年齢とともに負担が大きくなる医療費。長寿医療制度からの給付は?

年齢とともに負担が大きくなる医療費。長寿医療制度からの給付は?

長寿医療制度は平成20年4月に始まりました。長寿医療制度が始まる以前は老人保健制度により高齢者医療は行われてきましたが、長寿医療制度はどんなところが違うのかはじめにみてみましょう。

平成20年3月までの老人保健制度とは独立した「保険」制度ではなく、健康保険や国民健康保険などの各医療保険制度に加入している人のうち、原則75歳以上の人が受けられる医療と自己負担を共通化する制度でした。加入する医療保険制度が異なるので、国民健康保険の被保険者として国民健康保険料を納付している人、健康保険に被保険者として加入して保険料を納付する人、健康保険に加入する家族の被扶養者になって保険料は負担しない人など、保険料の負担については人それぞれでした。

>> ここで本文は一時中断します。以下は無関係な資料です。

PR #3070, opened 2024-12-09
LB-1689: Improve last.fm loved tracks import

amCap1712:
The existing importer only tries to import tracks with track_mbids. Extend it to recognise recording_mbids and for tracks without mbids do a messybrainz lookup.

### DIFF
--- a/listenbrainz/domain/lastfm.py
+++ b/listenbrainz/domain/lastfm.py
@@ -107,6 +107,7 @@ def fetch_lfm_feedback(lfm_user: str):
 
 
 def bulk_get_msids(connection, items):
+    """ Fetch msids for all the specified items (recording, artist_credit) in batches. """
     query = """
         SELECT DISTINCT ON (key)
                lower(s.recording)  || '-' || lower(s.artist_credit) AS key
--- a/listenbrainz/domain/lastfm.py
+++ b/listenbrainz/domain/lastfm.py
@@ -1,8 +1,10 @@
+import logging
 import uuid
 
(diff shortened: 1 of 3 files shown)


listenbrainz/domain/lastfm.py
```diff
@@ -88,27 +89,43 @@ def fetch_lfm_feedback(lfm_user: str):
...
+            except (ValueError, TypeError):
+                item["mbid"] = None
 
-    return track_mbids, track_data, counts
+            items.append(item)
 
+    return items, total_count
+
+
+def bulk_get_msids(connection, items):
```
mayhem, line 109: docstring

listenbrainz/domain/musicbrainz.py
```diff
@@ -41,3 +45,46 @@ def get_user_info(self, token: str):
         )
         response.raise_for_status()
         return response.json()
+
+    def _submit_review_to_CB(self, token: str, review: CBReviewMetadata):
```
mayhem, line 49: This seem unrelated...

mayhem (approved):
Minor cleanup, after that good to go

listenbrainz/domain/lastfm.py
amCap1712: fixed.

listenbrainz/domain/musicbrainz.py
amCap1712: my bad. removed.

長寿医療制度は、老人保健制度と違って原則75歳以上の人が被保険者として加入する「保険」制度なので、対象となる人は同じ仕組みで算出した保険料を納付します。長寿医療制度の保険料は、1人当たりの保険料が定額になっている「均等割」と各人の所得に応じた「所得割」からなっています。ただし、現在は世帯の所得に応じて均等割の負担軽減が実施されており、さらにこれまで家族の健康保険の被扶養者だった人は均等割の9割免除と所得割の全額免除が行われています(平成22年3月まで)。長寿医療制度は都道府県ごとに運営されている制度なので、均等割の保険料・所得割の保険料の所得に対する負担割合は都道府県により異なりますが、保険料の上限は全国一律で年間50万円です。

長寿医療制度の保険料は、月額15,000円以上の年金を受給している場合は年金から天引きされるか、口座振替で納付します。口座振替は被保険者本人以外の預金口座(世帯主や配偶者など)からも振替できます。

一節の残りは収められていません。